[Records drawn from a dataset]
+===+

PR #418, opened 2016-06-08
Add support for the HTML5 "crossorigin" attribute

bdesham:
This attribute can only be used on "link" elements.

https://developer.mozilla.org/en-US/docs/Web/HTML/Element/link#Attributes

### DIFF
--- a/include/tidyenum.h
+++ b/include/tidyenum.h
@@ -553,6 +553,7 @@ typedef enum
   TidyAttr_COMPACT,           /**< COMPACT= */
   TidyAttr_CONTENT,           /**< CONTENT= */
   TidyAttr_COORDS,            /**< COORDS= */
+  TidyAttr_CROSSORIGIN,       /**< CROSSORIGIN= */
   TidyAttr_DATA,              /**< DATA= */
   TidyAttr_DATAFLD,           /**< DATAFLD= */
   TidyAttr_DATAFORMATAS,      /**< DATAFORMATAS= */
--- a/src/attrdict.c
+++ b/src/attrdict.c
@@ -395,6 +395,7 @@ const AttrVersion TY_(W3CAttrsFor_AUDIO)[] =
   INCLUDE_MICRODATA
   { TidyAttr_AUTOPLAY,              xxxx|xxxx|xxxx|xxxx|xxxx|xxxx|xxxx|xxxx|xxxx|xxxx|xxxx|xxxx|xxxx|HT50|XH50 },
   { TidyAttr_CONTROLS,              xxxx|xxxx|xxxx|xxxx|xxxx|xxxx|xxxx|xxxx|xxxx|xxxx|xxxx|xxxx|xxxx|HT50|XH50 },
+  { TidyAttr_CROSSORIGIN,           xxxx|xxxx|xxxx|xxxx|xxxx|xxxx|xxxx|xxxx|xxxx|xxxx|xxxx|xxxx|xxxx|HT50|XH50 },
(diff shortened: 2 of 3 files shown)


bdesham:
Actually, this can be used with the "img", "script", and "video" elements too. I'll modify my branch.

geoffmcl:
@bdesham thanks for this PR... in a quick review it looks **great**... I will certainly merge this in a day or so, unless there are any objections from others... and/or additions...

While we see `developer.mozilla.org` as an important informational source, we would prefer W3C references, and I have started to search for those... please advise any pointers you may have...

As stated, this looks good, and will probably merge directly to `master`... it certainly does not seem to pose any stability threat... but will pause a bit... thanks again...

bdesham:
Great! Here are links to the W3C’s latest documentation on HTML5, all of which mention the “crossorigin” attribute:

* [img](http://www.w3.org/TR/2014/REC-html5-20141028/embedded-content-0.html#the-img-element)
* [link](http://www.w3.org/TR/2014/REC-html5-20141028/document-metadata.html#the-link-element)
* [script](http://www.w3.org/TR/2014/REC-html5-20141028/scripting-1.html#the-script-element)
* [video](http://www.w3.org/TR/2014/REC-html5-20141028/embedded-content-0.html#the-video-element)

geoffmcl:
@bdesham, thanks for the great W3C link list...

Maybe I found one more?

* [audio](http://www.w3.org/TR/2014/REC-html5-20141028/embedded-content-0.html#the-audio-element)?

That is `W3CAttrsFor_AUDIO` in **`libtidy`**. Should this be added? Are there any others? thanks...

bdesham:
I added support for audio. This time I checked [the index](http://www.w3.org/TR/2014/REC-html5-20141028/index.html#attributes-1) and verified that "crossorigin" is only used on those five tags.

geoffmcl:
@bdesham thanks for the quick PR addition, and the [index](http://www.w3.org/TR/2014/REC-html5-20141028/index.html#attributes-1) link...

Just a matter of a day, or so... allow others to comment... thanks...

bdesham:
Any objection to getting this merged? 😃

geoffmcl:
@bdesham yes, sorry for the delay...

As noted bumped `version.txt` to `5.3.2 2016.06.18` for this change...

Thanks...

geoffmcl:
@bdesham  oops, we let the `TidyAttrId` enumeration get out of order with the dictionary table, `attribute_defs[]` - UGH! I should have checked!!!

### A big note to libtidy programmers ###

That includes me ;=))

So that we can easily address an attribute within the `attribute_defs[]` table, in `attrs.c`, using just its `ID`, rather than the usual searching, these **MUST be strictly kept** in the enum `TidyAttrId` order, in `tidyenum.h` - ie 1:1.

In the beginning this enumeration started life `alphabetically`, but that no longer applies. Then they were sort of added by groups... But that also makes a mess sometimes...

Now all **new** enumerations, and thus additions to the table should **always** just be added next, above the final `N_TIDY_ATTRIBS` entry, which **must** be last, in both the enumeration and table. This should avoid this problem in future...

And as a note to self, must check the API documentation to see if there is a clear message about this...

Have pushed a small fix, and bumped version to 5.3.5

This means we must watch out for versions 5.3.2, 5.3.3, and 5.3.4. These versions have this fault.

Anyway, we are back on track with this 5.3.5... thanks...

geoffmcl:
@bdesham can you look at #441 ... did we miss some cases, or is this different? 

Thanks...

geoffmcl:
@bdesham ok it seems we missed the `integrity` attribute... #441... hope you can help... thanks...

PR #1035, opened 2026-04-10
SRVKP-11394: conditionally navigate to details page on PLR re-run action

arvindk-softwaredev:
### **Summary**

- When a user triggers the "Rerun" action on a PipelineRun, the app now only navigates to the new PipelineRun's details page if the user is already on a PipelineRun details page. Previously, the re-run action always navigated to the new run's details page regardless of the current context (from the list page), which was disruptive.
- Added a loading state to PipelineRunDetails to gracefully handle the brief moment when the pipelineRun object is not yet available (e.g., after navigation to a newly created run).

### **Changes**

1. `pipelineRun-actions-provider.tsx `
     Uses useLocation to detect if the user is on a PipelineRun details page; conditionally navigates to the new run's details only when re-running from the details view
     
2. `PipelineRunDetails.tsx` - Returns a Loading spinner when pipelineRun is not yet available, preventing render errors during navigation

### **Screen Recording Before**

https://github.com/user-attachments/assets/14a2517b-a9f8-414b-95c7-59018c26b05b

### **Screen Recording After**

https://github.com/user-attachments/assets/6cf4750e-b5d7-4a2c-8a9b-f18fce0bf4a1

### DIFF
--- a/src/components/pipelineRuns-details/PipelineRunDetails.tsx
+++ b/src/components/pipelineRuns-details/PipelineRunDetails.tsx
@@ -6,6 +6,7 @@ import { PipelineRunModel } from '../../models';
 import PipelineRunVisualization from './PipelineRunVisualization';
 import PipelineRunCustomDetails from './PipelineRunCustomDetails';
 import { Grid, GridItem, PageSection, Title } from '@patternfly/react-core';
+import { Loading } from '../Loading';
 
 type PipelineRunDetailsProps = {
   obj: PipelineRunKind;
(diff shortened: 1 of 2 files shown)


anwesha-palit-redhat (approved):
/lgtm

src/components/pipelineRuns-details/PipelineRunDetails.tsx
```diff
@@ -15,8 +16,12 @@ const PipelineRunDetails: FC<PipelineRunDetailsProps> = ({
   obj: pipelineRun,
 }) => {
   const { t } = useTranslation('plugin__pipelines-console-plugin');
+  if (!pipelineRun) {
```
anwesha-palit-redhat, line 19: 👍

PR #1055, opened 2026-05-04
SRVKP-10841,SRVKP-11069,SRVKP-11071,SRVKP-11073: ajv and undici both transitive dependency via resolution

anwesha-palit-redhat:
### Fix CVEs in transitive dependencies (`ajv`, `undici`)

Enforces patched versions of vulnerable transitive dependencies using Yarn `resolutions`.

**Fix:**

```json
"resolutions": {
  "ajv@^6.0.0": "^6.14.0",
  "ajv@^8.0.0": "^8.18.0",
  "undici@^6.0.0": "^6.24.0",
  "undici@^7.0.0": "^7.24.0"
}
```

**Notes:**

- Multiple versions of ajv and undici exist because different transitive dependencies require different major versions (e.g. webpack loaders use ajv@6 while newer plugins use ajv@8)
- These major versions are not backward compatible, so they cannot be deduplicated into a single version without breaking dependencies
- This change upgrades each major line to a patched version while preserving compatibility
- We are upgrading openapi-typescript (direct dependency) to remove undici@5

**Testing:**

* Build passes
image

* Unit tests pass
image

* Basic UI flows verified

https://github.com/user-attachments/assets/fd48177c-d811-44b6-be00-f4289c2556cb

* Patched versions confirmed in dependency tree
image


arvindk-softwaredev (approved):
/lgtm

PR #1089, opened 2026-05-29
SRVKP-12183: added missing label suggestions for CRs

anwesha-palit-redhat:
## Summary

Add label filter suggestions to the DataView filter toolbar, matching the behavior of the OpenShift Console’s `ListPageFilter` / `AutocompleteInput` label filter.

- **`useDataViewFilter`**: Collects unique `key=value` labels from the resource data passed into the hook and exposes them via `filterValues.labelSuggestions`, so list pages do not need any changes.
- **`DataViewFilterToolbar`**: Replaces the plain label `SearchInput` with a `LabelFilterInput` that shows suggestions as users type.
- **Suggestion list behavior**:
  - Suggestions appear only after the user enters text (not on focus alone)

+===+

-- What you have to do --
Please give an exact copy of the lines above, beginning with the line containing "Anyway, we are" and running through the line containing "obj: PipelineRunKind;", and of no other lines.

-- The answer --
Anyway, we are back on track with this 5.3.5... thanks...

geoffmcl:
@bdesham can you look at #441 ... did we miss some cases, or is this different? 

Thanks...

geoffmcl:
@bdesham ok it seems we missed the `integrity` attribute... #441... hope you can help... thanks...

PR #1035, opened 2026-04-10
SRVKP-11394: conditionally navigate to details page on PLR re-run action

arvindk-softwaredev:
### **Summary**

- When a user triggers the "Rerun" action on a PipelineRun, the app now only navigates to the new PipelineRun's details page if the user is already on a PipelineRun details page. Previously, the re-run action always navigated to the new run's details page regardless of the current context (from the list page), which was disruptive.
- Added a loading state to PipelineRunDetails to gracefully handle the brief moment when the pipelineRun object is not yet available (e.g., after navigation to a newly created run).

### **Changes**

1. `pipelineRun-actions-provider.tsx `
     Uses useLocation to detect if the user is on a PipelineRun details page; conditionally navigates to the new run's details only when re-running from the details view
     
2. `PipelineRunDetails.tsx` - Returns a Loading spinner when pipelineRun is not yet available, preventing render errors during navigation

### **Screen Recording Before**

https://github.com/user-attachments/assets/14a2517b-a9f8-414b-95c7-59018c26b05b

### **Screen Recording After**

https://github.com/user-attachments/assets/6cf4750e-b5d7-4a2c-8a9b-f18fce0bf4a1

### DIFF
--- a/src/components/pipelineRuns-details/PipelineRunDetails.tsx
+++ b/src/components/pipelineRuns-details/PipelineRunDetails.tsx
@@ -6,6 +6,7 @@ import { PipelineRunModel } from '../../models';
 import PipelineRunVisualization from './PipelineRunVisualization';
 import PipelineRunCustomDetails from './PipelineRunCustomDetails';
 import { Grid, GridItem, PageSection, Title } from '@patternfly/react-core';
+import { Loading } from '../Loading';
 
 type PipelineRunDetailsProps = {
   obj: PipelineRunKind;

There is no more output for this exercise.